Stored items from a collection
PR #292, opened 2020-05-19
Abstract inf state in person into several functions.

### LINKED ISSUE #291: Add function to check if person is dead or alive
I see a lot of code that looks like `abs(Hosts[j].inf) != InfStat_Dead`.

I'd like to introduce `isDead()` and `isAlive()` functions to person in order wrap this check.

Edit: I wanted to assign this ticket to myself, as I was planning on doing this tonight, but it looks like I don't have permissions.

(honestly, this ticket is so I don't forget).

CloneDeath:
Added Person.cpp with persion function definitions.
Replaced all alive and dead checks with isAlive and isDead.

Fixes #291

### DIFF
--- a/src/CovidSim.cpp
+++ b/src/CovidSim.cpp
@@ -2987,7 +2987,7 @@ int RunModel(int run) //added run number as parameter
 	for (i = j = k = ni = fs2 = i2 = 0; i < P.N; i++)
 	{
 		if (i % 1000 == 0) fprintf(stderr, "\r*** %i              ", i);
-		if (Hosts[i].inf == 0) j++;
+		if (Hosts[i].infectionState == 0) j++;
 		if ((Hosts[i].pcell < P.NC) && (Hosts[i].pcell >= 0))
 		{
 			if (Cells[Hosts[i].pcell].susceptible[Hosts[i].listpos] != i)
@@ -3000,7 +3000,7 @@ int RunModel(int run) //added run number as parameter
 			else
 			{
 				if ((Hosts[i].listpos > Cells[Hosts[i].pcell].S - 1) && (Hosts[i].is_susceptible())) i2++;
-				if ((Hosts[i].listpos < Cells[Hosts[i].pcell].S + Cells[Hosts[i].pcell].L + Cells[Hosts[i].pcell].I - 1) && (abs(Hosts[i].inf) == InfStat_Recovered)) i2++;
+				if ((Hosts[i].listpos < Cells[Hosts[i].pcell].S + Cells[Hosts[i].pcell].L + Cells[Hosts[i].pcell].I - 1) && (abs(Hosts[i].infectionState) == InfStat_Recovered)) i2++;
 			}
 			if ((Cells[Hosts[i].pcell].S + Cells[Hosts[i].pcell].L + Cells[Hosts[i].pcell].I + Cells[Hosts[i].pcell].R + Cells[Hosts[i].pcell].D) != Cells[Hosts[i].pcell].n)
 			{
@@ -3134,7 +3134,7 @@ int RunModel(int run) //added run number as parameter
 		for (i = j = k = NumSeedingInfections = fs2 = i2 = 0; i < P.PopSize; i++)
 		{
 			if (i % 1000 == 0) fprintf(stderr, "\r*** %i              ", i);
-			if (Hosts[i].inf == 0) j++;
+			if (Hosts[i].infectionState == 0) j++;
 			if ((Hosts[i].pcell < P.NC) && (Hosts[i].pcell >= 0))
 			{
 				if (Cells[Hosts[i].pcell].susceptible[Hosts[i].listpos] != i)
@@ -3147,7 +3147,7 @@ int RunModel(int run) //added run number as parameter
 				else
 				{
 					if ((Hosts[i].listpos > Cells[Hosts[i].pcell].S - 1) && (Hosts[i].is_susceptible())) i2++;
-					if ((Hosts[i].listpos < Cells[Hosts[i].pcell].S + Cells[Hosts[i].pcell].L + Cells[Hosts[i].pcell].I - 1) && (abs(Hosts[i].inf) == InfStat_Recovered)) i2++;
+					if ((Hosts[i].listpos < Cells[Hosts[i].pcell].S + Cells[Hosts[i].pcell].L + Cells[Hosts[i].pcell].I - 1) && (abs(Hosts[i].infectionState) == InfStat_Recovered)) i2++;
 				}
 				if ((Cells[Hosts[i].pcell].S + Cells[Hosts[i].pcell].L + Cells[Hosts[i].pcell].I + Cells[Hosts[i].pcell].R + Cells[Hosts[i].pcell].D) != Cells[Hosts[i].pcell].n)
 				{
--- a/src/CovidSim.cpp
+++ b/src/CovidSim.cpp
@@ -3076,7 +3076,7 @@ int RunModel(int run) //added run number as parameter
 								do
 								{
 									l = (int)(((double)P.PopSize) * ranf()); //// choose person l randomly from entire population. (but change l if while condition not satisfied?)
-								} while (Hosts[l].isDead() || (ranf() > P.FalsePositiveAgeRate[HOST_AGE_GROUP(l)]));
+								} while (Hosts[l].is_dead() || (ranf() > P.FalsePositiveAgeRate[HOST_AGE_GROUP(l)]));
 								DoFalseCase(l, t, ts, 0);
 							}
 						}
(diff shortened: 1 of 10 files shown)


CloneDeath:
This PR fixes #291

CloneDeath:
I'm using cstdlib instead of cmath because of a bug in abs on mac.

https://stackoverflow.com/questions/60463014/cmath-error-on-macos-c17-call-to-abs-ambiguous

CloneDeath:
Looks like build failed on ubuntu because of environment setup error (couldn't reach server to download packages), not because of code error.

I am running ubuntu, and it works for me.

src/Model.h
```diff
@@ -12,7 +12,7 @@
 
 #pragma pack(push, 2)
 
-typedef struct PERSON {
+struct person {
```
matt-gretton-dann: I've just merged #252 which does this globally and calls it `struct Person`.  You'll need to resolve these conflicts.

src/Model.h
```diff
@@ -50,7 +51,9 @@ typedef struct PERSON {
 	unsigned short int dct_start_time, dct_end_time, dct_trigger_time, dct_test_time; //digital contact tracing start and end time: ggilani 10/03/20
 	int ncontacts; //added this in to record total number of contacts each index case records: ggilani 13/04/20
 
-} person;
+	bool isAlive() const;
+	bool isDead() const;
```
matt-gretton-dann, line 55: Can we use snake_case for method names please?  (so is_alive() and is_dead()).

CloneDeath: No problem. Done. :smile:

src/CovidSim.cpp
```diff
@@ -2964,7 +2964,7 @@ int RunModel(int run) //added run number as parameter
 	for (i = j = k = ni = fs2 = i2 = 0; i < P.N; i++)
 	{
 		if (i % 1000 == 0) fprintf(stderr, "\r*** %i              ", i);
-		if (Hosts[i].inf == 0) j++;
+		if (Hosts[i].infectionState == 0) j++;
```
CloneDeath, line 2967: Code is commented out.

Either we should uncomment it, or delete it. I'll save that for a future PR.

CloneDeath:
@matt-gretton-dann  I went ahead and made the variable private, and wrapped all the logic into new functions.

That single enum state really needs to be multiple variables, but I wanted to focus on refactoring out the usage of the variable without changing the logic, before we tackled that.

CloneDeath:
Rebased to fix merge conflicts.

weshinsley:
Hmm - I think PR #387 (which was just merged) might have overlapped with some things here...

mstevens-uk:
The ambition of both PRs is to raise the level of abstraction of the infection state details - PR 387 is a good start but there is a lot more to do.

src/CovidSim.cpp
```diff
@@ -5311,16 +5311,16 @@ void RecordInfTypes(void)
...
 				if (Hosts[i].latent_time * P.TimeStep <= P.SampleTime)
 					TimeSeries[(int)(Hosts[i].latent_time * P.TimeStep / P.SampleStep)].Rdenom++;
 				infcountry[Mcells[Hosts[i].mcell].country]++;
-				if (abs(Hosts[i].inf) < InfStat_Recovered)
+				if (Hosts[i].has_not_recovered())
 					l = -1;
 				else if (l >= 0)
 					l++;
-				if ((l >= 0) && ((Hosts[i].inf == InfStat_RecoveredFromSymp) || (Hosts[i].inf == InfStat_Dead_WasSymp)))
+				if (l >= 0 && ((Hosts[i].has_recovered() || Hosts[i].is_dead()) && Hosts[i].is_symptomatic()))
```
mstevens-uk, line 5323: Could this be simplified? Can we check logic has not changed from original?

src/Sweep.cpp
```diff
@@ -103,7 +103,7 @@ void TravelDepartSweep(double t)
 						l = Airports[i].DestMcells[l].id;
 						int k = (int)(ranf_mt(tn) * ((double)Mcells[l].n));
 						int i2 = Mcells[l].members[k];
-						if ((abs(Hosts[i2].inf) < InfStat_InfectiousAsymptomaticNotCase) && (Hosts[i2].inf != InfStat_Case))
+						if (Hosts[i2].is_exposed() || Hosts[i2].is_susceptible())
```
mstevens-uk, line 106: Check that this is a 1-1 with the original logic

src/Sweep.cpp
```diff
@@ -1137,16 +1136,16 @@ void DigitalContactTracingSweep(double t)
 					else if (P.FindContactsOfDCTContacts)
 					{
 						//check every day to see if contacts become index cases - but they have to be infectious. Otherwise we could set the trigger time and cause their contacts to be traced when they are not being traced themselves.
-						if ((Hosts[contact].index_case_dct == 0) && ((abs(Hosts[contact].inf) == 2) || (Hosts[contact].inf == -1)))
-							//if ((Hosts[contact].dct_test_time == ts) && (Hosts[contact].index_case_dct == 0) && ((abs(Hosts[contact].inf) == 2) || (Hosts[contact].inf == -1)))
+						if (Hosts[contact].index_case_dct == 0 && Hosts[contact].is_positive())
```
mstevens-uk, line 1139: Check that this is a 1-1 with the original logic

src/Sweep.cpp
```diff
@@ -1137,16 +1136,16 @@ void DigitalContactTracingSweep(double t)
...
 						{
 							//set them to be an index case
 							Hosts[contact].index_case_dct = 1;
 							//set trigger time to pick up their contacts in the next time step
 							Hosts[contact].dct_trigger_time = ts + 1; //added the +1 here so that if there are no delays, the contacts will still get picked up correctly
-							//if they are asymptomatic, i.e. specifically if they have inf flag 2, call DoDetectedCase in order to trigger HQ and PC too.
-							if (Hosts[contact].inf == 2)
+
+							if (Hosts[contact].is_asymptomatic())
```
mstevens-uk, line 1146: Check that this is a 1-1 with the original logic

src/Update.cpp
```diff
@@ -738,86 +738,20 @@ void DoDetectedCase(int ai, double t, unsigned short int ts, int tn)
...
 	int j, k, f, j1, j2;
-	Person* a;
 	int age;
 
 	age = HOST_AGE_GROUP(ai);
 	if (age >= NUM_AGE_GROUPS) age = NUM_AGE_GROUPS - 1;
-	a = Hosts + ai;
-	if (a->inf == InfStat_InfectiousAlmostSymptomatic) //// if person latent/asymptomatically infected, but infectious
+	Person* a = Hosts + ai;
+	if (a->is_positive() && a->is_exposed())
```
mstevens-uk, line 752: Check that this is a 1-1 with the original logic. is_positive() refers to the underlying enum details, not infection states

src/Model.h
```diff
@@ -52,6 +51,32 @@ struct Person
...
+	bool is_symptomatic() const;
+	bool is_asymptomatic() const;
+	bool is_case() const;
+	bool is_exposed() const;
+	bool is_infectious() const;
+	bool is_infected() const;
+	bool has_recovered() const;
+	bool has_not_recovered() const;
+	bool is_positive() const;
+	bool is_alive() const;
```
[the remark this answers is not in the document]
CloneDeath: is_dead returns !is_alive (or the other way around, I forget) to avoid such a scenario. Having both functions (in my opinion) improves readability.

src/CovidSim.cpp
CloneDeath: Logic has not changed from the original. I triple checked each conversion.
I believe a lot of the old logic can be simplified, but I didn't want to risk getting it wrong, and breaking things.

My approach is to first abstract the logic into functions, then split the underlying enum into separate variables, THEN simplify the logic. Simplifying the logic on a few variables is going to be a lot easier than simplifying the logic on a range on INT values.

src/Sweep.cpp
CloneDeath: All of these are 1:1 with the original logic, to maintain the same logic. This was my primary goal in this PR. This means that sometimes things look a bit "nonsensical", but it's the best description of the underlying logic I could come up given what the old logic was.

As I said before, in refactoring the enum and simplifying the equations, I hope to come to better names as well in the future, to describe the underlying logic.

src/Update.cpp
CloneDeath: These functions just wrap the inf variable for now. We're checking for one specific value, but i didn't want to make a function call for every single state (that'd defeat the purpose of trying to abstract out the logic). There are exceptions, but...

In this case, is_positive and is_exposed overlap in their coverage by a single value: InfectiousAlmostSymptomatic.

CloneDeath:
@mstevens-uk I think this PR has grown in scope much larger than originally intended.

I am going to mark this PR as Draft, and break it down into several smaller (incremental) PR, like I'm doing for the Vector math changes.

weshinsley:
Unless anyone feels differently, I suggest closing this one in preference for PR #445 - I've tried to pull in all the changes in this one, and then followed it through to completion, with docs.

▸ What you should do
Would you please filter the lines above and copy every one that includes "names"?

▸ Solution to this problem
matt-gretton-dann, line 55: Can we use snake_case for method names please?  (so is_alive() and is_dead()).
As I said before, in refactoring the enum and simplifying the equations, I hope to come to better names as well in the future, to describe the underlying logic.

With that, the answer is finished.